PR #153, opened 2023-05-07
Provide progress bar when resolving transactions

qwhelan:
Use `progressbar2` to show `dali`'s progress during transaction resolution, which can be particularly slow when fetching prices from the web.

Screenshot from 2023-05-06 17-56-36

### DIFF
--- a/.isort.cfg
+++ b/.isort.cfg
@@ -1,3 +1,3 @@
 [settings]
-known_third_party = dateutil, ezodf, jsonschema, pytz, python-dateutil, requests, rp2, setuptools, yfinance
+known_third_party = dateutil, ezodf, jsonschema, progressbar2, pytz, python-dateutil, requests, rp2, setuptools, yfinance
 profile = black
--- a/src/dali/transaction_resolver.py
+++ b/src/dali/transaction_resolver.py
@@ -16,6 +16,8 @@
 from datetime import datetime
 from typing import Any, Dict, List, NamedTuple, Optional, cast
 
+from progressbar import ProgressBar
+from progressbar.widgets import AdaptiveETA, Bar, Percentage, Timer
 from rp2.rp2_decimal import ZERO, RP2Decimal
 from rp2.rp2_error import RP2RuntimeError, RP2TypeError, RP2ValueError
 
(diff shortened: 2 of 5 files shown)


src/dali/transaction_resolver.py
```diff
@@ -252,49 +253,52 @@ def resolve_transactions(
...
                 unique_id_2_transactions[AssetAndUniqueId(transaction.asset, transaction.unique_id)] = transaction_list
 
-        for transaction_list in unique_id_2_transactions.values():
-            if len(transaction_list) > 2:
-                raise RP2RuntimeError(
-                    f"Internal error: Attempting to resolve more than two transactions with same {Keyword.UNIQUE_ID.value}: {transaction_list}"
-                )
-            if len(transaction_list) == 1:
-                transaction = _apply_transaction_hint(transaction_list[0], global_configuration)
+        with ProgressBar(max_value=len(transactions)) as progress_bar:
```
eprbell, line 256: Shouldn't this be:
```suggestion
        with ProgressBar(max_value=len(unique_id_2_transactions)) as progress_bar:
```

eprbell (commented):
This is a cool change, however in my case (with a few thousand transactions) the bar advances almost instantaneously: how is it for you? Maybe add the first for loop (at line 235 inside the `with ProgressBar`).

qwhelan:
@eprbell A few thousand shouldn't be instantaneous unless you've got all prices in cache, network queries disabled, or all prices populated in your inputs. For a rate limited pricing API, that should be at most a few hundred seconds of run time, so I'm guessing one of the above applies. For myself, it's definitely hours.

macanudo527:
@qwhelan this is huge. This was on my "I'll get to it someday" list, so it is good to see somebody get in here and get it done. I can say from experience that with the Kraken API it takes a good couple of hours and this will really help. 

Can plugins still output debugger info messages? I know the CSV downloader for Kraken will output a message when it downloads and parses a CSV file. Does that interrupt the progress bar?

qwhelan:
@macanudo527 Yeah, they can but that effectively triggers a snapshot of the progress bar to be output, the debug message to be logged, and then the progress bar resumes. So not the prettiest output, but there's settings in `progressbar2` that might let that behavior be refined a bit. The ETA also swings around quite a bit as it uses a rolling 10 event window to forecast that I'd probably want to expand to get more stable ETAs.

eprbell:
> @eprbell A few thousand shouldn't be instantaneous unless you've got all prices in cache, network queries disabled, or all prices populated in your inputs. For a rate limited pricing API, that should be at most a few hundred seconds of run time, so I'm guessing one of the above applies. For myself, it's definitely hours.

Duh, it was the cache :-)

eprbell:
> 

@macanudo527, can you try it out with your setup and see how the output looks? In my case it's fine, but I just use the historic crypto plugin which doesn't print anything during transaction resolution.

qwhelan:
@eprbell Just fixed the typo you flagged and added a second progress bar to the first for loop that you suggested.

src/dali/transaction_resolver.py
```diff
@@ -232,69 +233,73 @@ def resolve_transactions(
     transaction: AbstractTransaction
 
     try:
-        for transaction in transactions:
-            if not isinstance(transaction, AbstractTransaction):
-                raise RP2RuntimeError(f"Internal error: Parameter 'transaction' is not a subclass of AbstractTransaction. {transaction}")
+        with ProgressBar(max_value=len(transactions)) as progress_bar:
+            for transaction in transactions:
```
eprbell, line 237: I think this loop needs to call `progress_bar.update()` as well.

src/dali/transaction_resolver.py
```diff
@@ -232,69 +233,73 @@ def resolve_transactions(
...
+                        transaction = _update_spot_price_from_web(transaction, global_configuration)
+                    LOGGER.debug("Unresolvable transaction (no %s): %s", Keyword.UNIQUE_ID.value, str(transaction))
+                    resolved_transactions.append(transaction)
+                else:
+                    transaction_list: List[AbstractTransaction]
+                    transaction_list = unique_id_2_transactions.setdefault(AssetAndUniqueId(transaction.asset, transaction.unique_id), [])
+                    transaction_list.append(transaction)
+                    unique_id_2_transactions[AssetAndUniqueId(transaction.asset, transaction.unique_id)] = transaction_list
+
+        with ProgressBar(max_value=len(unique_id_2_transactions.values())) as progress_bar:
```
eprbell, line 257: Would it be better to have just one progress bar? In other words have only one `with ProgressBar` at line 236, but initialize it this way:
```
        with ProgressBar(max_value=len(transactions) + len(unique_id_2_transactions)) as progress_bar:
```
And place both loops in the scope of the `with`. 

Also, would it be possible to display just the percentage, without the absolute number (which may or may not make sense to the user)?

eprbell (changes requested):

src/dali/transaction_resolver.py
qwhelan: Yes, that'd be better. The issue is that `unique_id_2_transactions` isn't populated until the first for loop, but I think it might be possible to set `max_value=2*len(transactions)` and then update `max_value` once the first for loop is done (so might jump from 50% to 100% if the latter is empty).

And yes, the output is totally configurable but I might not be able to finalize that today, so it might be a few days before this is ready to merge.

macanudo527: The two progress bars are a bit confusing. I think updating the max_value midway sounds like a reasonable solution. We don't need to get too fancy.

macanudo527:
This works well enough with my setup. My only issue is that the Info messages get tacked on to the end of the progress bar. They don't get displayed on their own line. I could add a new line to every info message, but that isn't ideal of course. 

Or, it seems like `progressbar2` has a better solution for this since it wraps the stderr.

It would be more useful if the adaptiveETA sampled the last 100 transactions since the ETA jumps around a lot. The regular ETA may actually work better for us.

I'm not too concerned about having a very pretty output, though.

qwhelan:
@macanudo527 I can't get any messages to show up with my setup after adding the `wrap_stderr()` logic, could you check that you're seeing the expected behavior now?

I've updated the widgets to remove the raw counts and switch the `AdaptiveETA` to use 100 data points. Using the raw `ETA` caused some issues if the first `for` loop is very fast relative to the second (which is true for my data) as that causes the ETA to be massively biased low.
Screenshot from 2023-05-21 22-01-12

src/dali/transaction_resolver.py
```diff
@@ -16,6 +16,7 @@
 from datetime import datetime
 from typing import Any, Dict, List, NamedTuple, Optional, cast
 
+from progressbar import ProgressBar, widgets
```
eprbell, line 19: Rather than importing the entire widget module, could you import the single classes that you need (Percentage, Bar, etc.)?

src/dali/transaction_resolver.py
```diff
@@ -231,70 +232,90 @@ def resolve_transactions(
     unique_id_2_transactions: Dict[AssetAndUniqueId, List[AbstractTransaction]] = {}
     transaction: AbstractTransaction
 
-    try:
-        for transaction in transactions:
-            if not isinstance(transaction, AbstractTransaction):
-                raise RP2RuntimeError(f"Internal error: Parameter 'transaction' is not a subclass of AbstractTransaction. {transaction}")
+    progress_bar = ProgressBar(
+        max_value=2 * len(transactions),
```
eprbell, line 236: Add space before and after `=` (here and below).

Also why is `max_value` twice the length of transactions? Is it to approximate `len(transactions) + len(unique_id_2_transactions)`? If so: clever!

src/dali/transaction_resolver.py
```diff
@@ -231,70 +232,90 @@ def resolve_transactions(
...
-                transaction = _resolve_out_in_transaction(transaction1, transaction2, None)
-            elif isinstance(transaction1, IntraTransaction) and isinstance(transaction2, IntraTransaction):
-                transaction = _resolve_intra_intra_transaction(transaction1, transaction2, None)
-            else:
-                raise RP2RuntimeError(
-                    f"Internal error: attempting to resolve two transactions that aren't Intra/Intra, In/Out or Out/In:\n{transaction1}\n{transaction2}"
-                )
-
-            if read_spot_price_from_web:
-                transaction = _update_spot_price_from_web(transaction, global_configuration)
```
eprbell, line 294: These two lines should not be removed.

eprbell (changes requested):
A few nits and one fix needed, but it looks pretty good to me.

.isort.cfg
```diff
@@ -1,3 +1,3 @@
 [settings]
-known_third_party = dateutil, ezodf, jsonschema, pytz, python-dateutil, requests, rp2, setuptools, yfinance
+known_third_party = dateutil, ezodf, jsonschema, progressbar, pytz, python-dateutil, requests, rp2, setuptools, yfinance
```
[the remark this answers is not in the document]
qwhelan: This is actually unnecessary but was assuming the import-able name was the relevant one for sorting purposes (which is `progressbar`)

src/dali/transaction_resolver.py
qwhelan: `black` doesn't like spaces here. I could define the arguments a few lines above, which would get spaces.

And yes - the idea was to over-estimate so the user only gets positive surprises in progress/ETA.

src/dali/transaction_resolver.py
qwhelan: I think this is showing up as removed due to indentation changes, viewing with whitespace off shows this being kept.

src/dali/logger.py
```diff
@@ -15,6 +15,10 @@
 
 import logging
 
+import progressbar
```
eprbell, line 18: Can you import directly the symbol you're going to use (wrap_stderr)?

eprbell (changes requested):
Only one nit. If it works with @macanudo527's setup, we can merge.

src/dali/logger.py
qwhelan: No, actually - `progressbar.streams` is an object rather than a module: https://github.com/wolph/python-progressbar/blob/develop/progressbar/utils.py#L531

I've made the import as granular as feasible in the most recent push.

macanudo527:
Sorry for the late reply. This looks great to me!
==
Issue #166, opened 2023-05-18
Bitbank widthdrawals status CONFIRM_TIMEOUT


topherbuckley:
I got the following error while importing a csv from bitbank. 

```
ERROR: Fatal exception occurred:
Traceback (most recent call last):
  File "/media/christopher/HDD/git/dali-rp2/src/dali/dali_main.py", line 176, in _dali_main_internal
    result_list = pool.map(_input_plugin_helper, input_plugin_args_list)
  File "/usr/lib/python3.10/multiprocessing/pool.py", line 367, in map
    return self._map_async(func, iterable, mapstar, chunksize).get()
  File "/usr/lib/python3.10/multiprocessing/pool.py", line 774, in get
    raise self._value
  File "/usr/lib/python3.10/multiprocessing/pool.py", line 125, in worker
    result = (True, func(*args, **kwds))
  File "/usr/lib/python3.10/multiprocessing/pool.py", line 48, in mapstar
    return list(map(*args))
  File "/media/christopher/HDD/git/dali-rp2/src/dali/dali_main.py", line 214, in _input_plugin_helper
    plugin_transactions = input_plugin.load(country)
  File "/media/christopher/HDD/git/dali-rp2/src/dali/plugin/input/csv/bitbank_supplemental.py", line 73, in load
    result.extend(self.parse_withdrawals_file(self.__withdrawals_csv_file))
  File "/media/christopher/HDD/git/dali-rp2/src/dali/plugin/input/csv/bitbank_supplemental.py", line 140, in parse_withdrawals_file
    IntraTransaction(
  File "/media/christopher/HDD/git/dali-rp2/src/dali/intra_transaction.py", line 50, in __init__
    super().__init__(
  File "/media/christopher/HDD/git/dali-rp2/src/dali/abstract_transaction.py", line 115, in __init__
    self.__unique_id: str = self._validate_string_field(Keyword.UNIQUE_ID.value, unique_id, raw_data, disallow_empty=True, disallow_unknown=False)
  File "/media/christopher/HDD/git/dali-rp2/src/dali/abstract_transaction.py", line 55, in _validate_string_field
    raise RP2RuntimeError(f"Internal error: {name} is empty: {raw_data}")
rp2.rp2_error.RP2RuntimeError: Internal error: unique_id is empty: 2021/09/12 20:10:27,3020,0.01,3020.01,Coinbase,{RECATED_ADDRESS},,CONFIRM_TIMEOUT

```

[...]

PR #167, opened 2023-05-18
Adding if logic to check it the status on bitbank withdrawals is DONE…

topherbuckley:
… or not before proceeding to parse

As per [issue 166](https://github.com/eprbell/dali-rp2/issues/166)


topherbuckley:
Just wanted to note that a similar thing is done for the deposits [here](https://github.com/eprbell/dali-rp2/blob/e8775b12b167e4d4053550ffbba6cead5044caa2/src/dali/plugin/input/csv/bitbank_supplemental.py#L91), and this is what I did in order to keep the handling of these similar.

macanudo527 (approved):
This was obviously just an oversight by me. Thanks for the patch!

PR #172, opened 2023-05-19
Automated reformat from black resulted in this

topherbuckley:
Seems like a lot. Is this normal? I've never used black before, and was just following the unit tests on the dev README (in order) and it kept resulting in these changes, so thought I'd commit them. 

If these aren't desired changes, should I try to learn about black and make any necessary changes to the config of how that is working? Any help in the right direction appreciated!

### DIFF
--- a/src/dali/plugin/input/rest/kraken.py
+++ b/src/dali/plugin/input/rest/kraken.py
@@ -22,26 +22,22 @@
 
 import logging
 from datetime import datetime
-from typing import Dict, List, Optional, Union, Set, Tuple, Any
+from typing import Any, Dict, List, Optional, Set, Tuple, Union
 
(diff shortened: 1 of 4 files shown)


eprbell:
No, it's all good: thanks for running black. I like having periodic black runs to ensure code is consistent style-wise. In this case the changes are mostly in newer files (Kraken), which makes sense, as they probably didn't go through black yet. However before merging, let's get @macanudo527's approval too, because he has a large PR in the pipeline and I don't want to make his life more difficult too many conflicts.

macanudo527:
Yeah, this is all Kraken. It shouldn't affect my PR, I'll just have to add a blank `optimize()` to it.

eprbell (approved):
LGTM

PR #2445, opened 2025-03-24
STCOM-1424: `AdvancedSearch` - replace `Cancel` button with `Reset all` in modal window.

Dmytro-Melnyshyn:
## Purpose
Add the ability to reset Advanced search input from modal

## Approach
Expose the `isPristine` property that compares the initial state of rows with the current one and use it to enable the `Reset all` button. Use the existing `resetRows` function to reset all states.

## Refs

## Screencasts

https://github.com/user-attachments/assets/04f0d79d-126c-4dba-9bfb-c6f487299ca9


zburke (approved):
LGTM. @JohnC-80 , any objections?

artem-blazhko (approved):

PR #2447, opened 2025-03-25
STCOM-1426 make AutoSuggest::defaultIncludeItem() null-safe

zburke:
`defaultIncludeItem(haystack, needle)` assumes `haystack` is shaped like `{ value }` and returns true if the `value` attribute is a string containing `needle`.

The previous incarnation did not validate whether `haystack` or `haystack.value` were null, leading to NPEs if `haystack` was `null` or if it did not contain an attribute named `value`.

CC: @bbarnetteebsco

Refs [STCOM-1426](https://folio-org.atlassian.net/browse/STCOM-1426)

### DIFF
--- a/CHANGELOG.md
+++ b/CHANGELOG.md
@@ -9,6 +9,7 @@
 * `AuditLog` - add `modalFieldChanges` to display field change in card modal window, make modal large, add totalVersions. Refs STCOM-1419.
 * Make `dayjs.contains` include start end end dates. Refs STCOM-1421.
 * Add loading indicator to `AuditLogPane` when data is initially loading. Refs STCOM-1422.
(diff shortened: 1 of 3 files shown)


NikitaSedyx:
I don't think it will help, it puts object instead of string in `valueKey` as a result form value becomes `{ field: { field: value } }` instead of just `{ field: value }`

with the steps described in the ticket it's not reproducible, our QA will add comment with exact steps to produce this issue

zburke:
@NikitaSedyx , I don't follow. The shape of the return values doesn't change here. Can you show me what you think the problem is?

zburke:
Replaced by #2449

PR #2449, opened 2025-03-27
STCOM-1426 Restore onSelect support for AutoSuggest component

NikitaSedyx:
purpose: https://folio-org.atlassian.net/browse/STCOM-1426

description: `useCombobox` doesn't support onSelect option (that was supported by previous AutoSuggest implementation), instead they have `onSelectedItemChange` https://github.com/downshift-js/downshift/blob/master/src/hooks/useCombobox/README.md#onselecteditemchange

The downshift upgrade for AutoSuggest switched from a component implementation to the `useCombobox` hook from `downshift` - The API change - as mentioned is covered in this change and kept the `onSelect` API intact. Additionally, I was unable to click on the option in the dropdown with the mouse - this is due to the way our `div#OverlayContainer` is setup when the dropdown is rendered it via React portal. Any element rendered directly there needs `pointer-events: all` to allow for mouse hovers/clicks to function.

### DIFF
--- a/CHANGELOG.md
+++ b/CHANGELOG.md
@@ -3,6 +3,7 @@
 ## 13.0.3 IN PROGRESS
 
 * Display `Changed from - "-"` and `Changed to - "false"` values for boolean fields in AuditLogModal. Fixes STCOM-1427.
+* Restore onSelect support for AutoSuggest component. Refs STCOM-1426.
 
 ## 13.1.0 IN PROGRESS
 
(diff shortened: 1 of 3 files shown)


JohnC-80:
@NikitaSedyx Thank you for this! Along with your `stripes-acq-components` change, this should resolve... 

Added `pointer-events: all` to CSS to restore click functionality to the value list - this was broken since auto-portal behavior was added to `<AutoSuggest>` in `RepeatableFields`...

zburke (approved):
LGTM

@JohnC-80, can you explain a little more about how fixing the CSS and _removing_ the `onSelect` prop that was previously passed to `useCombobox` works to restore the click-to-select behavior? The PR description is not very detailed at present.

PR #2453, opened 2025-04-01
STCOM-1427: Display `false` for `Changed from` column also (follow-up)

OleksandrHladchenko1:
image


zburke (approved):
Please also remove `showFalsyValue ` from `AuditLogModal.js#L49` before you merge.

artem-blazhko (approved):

## WHAT IS BEING ASKED
All lines with the word "Screenshot" should be copied from the material above.

## SOLUTION TO THIS TASK
Screenshot from 2023-05-06 17-56-36
Screenshot from 2023-05-21 22-01-12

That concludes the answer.